For the last two weeks we stayed on Boulevard Raspail in the 7th Arrondissement, which was more residential, less touristy (in the 1st we were just steps from the Louvre and the Jardin des Tuileries) and very quiet in August. Around the corner from our building, was a divine pastry shop, and also the loveliest produce stand — a cornucopia of vegetables and fruits, a burst of reds and greens and blues and oranges, the aroma, a wafting freshness that carried out the door onto the street. I spent my mornings on the Left Bank writing at Les Deux Magots, a Hemingway haunt and famous literary cafĂ©, or at a cafĂ© that overlooked Pont Royal, a few blocks from Musee d’Orsay.

What follows here are some impressionistic observations of our stay and some disconnected thoughts about the nature of extended visits in another place. In my next blog, I will provide you with my own personal “Must Do List” for Paris.

Paris Windows

Windows on the 1st

Out our window we hear church bells, see great sweeping arcs of stone and serene blue stained glass. St. Roch is the church next door to the apartment where we live for our first weeks in Paris. The air, first cool, then warmer washes through the flat like a breath exhaled. On the streets of our new neighborhood, we walk and walk, exploring — through gardens, past fountains and precious shops displaying food like jewels – chocolate, fresh fruit, bread still warm from the oven. We buy hot crusty loaves and carry them home to eat. Chocolate treats wrapped in crisp gold foil. And the church bells ring.

Mostly we wander, setting out in the morning, stroll and enter anywhere on a whim, buying little – trop cher! — but touching, looking, letting it all sink into our skin, become part of us, change us. We know we are not home – there is stone all around us, Paris Plage – they put sand along the bank of the Seine, lower real palm trees from a flat bed truck onto the cobble stone! — passes for a beach. But we pretend we are home, pretend that The Louvre is our back yard. And for a time, it is.

Moments

Sometimes I feel anxious — how will I leave this place, this postcard of history, something beautiful everywhere I rest my eyes? And sometimes I am tired – this city is intense with its crush and noise and the winding of motorcycle engines. I can feel the rhythm of the traffic, but I can’t dance to it. But mostly I am just happy, content. A mother on a playground with her little girl, a wife holding hands with her husband on Pont Neuf, a traveler, an American writer in Paris.

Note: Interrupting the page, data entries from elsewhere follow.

PR #29567, opened 2025-08-15
ENH: (``linalg``) add weighted Gram matrix computation

MengAiDev:
ENH: Add weighted_gram_matrix function to numpy.linalg

Implement weighted_gram_matrix function in numpy/linalg/_linalg.py to
compute weighted Gram matrices efficiently. Add corresponding test cases
in numpy/linalg/tests/test_linalg.py to verify correctness. Update
.gitignore to exclude .env/ directory from version control.

See #29559


.gitignore
```diff
@@ -133,3 +133,5 @@ tools/swig/test/Vector_wrap.cxx
 tools/swig/test/Array.py
 .openblas
 numpy/_distributor_init_local.py
+
+.env/
```
mattip: These kinds of additions are better handled in your global gitignore. See  the "Which file to place a pattern" section in the [gitignore documentation](https://git-scm.com/docs/gitignore).

numpy/linalg/_linalg.py
```diff
@@ -3659,3 +3659,73 @@ def vecdot(x1, x2, /, *, axis=-1):
...
+    >>> # Without weights
+    >>> np.linalg.weighted_gram_matrix(X)
+    array([[ 35,  44],
+           [ 44,  56]])
+
+    """
+    X = asanyarray(X)
+
+    if X.ndim != 2:
+        raise ValueError("X must be a 2-D array")
```
mattip: This could be generalized to higher dimensions, right?

mattip (commented):
Nice, especially the tests of many of the corner cases. I am not sure we are ready for a Pr to implement this, as the issue has two one-line implementations in the comments, and a fast cython-based implementation is in [tabmat.sandwich](https://tabmat.readthedocs.io/en/latest/api.html#tabmat.MatrixBase.sandwich) with specializations for sparse and categorical matrices. Before this gets much further, I think it would be nice to see some benchmarks of this approach vs. tabmat for some larger matrices.

MengAiDev:
Here is a benchmark:
```python

#!/usr/bin/env python3
"""
Benchmark script to compare NumPy's weighted_gram_matrix implementation 
with tabmat's sandwich product.
"""

import time
import numpy as np
import tabmat


def benchmark_numpy_implementation(X, weights=None, iterations=5):
    """Benchmark NumPy's weighted_gram_matrix implementation."""
    times = []
    for _ in range(iterations):
        start = time.perf_counter()
        result = np.linalg.weighted_gram_matrix(X, weights=weights)
        end = time.perf_counter()
        times.append(end - start)
    return np.mean(times), result


def benchmark_tabmat_implementation(X, weights=None, iterations=5):
    """Benchmark tabmat's sandwich product implementation."""
    # Convert to tabmat format
    if isinstance(X, np.ndarray):
        X_tabmat = tabmat.DenseMatrix(X)
    else:
        X_tabmat = X
    
    times = []
    for _ in range(iterations):
        start = time.perf_counter()
        if weights is not None:
            result = X_tabmat.sandwich(weights)
        else:
            # For no weights, use sandwich with ones
            result = X_tabmat.sandwich(np.ones(X.shape[0]))
        end = time.perf_counter()
        times.append(end - start)
    return np.mean(times), result


def run_benchmarks():
    """Run benchmarks for different matrix sizes."""
    print("Running benchmarks for weighted Gram matrix computation...")
    print("=" * 60)
    
    # Test cases with different sizes
    test_cases = [
        {"name": "Small (100x50)", "shape": (100, 50)},
        {"name": "Medium (1000x500)", "shape": (1000, 500)},
        {"name": "Large (5000x2000)", "shape": (5000, 2000)},
    ]
    
    results = []
    
    for case in test_cases:
        print(f"\nTesting {case['name']} matrix...")
        print("-" * 30)
        
        # Generate test data
        np.random.seed(42)  # For reproducibility
        X = np.random.rand(*case['shape'])
        weights = np.random.rand(case['shape'][0])
        
        # Benchmark NumPy implementation
        numpy_time, numpy_result = benchmark_numpy_implementation(X, weights)
        print(f"NumPy implementation: {numpy_time:.6f} seconds")
        
        # Benchmark tabmat implementation
        tabmat_time, tabmat_result = benchmark_tabmat_implementation(X, weights)
        print(f"Tabmat implementation: {tabmat_time:.6f} seconds")
        
        # Calculate speedup
        speedup = numpy_time / tabmat_time if tabmat_time > 0 else float('inf')
        print(f"Speedup (NumPy/tabmat): {speedup:.2f}x")
        
        # Verify results are similar (within tolerance)
        diff = np.abs(numpy_result - tabmat_result).max()
        print(f"Max difference between implementations: {diff:.2e}")
        
        results.append({
            "case": case["name"],
            "numpy_time": numpy_time,
            "tabmat_time": tabmat_time,
            "speedup": speedup,
            "max_diff": diff
        })
    
    # Print summary
    print("\n" + "=" * 60)
    print("BENCHMARK SUMMARY")
    print("=" * 60)
    print(f"{'Case':<15} {'NumPy (s)':<12} {'Tabmat (s)':<12} {'Speedup':<10} {'Max Diff':<10}")
    print("-" * 60)
    
    for result in results:
        print(f"{result['case']:<15} {result['numpy_time']:<12.6f} {result['tabmat_time']:<12.6f} "
              f"{result['speedup']:<10.2f}x {result['max_diff']:<10.2e}")


if __name__ == "__main__":
    run_benchmarks()

```

MengAiDev:
I update it because when handle small matrixs, numpy is faster, otherwise, tabmat is faster

.gitignore
```diff
@@ -132,4 +132,4 @@ tools/swig/test/Vector.py
 tools/swig/test/Vector_wrap.cxx
 tools/swig/test/Array.py
 .openblas
-numpy/_distributor_init_local.py
```
jorenham: revert please

jorenham (changes requested):
Like has been said before, this PR is a bit premature, as this should be discussed in the mailing list first. 
But if we assume that there'll be a consensus in favor of this, then  this would also require the stubs to be updated. Specifically in https://github.com/numpy/numpy/blob/8b89d0f127eb76c8f84c14b4814a18814f3bdec7/numpy/linalg/linalg.pyi and https://github.com/numpy/numpy/blob/main/numpy/linalg/_linalg.pyi

MengAiDev:
It seems the gitignore is the same as this commit: https://github.com/numpy/numpy/commit/0c203ed4d6ccfb44efef41e87fe5819dbeb7d822

jorenham:
> It seems the gitignore is the same as this commit: [0c203ed](https://github.com/numpy/numpy/commit/0c203ed4d6ccfb44efef41e87fe5819dbeb7d822)

well, almost; you're missing a trailing newline

MengAiDev:
I have update the `.pyi` files !

numpy/linalg/__init__.pyi
```diff
@@ -66,6 +67,7 @@ __all__ = [
     "trace",
     "vecdot",
     "vector_norm",
+    "weighted_gram_matrix"
```
jorenham:
```suggestion
    "weighted_gram_matrix",
```

numpy/linalg/_linalg.pyi
```diff
@@ -496,3 +497,9 @@ def matmul(
     x1: _ArrayLikeComplex_co,
     x2: _ArrayLikeComplex_co,
 ) -> NDArray[complexfloating]: ...
+
+def weighted_gram_matrix(
+    X: array_like,
+    *,
+    weights: array_like | None = ...
+) -> ndarray: ...
```
jorenham: The `array_like` from the docs isn't really a thing in the stubs (kinda confusing, I know). And because I don't want to make this a complicated typing thing by getting fancy with overloads and generics and such, I suppose that something like this will suffice (for now):

```suggestion
def weighted_gram_matrix(
    X: _ArrayLikeComplex_co,
    *,
    weights: _ArrayLikeComplex_co | None = None,
) -> NDArray[Any]: ...
```

numpy/linalg/_linalg.py
```diff
@@ -3659,3 +3659,115 @@ def vecdot(x1, x2, /, *, axis=-1):
...
+        raise ValueError("X must be at least a 2-D array")
+
+    if weights is None:
+        # Standard Gram matrix X.T @ X
+        # For arrays with more than 2 dimensions, transpose the last two axes
+        if X.ndim > 2:
+            # Use swapaxes to transpose the last two dimensions
+            return _core_matmul(swapaxes(X, -2, -1), X)
+        else:
+            return _core_matmul(X.T, X)
```
jorenham: I'm not sure if this matters in performance, but it could also be written as:

```suggestion
        # Standard Gram matrix X.T @ X over the last two axes
        return _core_matmul(swapaxes(X, -2, -1), X)
```

numpy/linalg/_linalg.py
```diff
@@ -3659,3 +3659,115 @@ def vecdot(x1, x2, /, *, axis=-1):
...
+
+    weights = asanyarray(weights)
+
+    if weights.ndim < 1:
+        raise ValueError("weights must be at least a 1-D array")
```
jorenham: this check seems redundant

numpy/linalg/_linalg.py
```diff
@@ -3659,3 +3659,115 @@ def vecdot(x1, x2, /, *, axis=-1):
...
+
+    # Use the optimized computation: (X.T * weights) @ X
+    # This avoids creating the full diagonal matrix diag(weights)
+    # For arrays with more than 2 dimensions, transpose the last two axes
+    if X.ndim > 2:
+        # Reshape weights to match the transposed X for broadcasting
+        weights_reshaped = weights[..., None, :]
+        return _core_matmul(swapaxes(X, -2, -1) * weights_reshaped, X)
+    else:
+        return _core_matmul((X.T * weights[..., None, :]), X)
```
jorenham: Same story as two comments up

```suggestion
    # Apply the optimized computation (X.T * weights) @ X over the last two axes
    # This avoids creating the full diagonal matrix diag(weights)
    return _core_matmul(swapaxes(X, -2, -1) * weights[..., None, :], X)
```

numpy/linalg/_linalg.py
```diff
@@ -3659,3 +3659,115 @@ def vecdot(x1, x2, /, *, axis=-1):
...
+    >>> weights_3d = np.array([[1, 2, 3], [4, 5, 6]])  # Shape (2, 3)
+    >>> G = np.linalg.weighted_gram_matrix(X_3d, weights=weights_3d)
+    >>> G.shape
+    (2, 4, 4)
+    """
+
+    X = asanyarray(X)
+
+    if X.ndim < 2:
+        raise ValueError("X must be at least a 2-D array")
```
jorenham: A `LinAlgError` seems more appropriate

jorenham: It might also help to include the actual `X.ndim` in the error message, similar to how e.g. `np.linalg.det(np.array([]))` reports 

```
LinAlgError: 1-dimensional array given. Array must be at least two-dimensional
```

numpy/linalg/tests/test_linalg.py
jorenham, line 1: It's better to use a `rng = np.random.default(42)`, instead of the *legacy*  `np.random.seed(42)`.

MengAiDev:
Is this because of my PR? https://github.com/numpy/numpy/actions/runs/17027897302/job/48266415776?pr=29567

jorenham:
> Is this because of my PR? [numpy/numpy/actions/runs/17027897302/job/48266415776?pr=29567](https://github.com/numpy/numpy/actions/runs/17027897302/job/48266415776?pr=29567)

nah don't worry about it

I find places to alight. A park, a bench along the Seine, a café. I sit and write, drink an espresso. OK – a double espresso. I eat a croissant, too shy to ask for butter and jam even though I know how. I know my French is poor, my accent too American. Je suis désolée. But I am so happy just to have this time, these moments to put pen to paper on a tiny table in a Paris café.

I let the city sink into my skin and nourish my creative spirit, knowing it has inspired centuries of artists and writers. I don’t hold myself among them. But I am a writer in Paris; I let myself be that.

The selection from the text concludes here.